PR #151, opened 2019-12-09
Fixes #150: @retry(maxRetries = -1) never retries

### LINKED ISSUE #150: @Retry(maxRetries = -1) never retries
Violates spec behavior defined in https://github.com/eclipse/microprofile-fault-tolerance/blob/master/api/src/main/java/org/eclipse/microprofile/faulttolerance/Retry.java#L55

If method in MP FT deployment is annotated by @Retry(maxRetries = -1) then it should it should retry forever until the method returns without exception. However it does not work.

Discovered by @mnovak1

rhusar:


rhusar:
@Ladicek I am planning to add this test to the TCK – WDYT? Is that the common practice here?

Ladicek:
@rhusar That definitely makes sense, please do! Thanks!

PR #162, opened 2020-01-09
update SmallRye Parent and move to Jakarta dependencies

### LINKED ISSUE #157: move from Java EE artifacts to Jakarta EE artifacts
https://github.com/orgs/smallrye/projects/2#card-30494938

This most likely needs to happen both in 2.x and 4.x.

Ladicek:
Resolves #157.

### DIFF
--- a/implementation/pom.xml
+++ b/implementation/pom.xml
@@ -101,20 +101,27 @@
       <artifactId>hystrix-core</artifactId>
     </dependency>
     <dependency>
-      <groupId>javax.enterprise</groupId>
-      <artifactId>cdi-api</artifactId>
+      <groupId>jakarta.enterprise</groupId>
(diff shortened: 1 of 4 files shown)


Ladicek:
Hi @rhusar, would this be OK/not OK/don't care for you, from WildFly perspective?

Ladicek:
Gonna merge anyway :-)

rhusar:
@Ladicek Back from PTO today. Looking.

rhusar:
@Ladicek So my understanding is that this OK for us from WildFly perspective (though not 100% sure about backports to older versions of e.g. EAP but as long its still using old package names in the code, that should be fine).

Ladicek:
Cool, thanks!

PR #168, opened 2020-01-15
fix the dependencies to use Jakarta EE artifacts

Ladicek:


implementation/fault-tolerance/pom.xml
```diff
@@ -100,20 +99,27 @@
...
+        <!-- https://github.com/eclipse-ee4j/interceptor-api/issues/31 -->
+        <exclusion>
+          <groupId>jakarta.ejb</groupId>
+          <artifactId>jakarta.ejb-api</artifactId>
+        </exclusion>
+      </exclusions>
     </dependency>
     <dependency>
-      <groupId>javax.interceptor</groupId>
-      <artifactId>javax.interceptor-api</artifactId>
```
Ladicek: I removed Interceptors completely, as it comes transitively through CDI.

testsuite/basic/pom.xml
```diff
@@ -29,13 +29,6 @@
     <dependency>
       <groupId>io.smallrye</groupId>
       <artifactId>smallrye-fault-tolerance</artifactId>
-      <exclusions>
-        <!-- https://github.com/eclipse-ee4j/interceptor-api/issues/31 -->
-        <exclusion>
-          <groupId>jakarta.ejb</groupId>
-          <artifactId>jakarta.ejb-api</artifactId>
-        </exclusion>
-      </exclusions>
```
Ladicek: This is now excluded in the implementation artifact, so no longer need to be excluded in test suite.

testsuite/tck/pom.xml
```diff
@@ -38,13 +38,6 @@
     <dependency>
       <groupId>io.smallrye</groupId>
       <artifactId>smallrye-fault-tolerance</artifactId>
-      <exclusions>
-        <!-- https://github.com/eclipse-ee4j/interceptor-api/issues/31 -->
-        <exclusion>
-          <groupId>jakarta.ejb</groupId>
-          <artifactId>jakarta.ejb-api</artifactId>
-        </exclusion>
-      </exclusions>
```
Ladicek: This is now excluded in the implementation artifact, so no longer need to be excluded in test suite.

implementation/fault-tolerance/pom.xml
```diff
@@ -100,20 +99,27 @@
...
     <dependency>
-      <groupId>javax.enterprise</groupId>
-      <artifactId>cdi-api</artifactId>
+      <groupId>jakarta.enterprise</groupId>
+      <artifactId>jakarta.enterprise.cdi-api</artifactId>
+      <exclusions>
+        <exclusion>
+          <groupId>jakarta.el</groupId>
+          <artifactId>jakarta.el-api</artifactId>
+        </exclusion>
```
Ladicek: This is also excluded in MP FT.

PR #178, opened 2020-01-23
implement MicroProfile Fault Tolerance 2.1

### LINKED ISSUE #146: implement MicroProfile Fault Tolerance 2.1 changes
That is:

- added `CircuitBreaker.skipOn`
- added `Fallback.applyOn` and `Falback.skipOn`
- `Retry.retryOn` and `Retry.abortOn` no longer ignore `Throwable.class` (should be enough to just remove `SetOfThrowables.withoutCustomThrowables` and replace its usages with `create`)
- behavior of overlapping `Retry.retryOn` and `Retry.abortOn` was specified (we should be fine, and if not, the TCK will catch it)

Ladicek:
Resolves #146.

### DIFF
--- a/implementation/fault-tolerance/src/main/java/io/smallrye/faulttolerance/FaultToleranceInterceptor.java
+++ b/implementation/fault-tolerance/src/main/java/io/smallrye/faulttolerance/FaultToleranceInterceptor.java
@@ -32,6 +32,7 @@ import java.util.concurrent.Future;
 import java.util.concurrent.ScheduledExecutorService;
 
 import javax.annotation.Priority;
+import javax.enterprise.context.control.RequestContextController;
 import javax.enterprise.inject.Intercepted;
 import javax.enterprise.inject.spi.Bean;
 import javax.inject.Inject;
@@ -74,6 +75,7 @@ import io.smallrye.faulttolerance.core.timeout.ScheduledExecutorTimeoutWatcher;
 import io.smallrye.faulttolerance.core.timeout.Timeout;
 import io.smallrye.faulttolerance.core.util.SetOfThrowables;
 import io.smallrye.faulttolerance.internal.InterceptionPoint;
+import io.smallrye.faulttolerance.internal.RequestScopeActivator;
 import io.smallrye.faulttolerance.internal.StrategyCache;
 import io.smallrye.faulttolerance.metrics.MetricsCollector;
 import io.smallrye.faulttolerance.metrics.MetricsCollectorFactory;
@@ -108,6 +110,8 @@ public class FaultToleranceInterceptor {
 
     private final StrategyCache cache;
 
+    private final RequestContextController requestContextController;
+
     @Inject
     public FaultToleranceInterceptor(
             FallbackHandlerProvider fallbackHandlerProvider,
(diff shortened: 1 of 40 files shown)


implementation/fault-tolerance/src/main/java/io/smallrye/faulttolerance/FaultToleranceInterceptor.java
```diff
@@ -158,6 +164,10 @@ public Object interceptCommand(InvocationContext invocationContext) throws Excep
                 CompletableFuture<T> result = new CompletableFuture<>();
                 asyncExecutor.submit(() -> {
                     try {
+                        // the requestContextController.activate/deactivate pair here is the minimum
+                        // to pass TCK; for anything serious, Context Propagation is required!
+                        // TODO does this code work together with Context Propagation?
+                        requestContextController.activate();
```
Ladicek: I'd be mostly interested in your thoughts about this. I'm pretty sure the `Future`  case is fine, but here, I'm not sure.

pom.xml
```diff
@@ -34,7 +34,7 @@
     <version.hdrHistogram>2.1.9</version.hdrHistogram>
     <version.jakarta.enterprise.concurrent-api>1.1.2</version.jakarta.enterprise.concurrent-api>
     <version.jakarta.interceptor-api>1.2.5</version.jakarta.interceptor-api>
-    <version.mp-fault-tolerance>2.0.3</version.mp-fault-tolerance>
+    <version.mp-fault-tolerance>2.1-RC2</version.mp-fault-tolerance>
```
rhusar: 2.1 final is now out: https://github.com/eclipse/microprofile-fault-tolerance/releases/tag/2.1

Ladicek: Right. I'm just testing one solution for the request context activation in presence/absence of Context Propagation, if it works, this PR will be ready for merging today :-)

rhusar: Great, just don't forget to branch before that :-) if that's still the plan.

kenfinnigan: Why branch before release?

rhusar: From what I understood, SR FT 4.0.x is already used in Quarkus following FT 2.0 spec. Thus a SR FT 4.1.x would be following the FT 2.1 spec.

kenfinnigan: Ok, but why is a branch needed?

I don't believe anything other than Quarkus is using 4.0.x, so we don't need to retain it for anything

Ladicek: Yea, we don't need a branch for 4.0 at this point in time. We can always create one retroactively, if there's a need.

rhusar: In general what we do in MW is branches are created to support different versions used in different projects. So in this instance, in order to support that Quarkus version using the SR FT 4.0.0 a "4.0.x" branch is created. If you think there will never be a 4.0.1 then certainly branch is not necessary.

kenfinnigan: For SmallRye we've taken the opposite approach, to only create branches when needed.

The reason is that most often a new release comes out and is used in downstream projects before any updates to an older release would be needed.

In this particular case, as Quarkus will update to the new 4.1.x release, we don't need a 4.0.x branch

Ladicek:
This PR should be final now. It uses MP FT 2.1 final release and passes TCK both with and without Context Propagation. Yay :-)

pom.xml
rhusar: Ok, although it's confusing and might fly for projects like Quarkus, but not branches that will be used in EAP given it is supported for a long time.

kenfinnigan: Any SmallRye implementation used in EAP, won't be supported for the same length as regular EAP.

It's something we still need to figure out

**TASK DESCRIPTION**
Begin with the line above that has "import java.util.concurrent.ScheduledExecutorService;" and continue through the line that has "private final StrategyCache cache;", setting each one down exactly. Stop there.

**ANSWER TO THIS PROBLEM**
 import java.util.concurrent.ScheduledExecutorService;
 
 import javax.annotation.Priority;
+import javax.enterprise.context.control.RequestContextController;
 import javax.enterprise.inject.Intercepted;
 import javax.enterprise.inject.spi.Bean;
 import javax.inject.Inject;
@@ -74,6 +75,7 @@ import io.smallrye.faulttolerance.core.timeout.ScheduledExecutorTimeoutWatcher;
 import io.smallrye.faulttolerance.core.timeout.Timeout;
 import io.smallrye.faulttolerance.core.util.SetOfThrowables;
 import io.smallrye.faulttolerance.internal.InterceptionPoint;
+import io.smallrye.faulttolerance.internal.RequestScopeActivator;
 import io.smallrye.faulttolerance.internal.StrategyCache;
 import io.smallrye.faulttolerance.metrics.MetricsCollector;
 import io.smallrye.faulttolerance.metrics.MetricsCollectorFactory;
@@ -108,6 +110,8 @@ public class FaultToleranceInterceptor {
 
     private final StrategyCache cache;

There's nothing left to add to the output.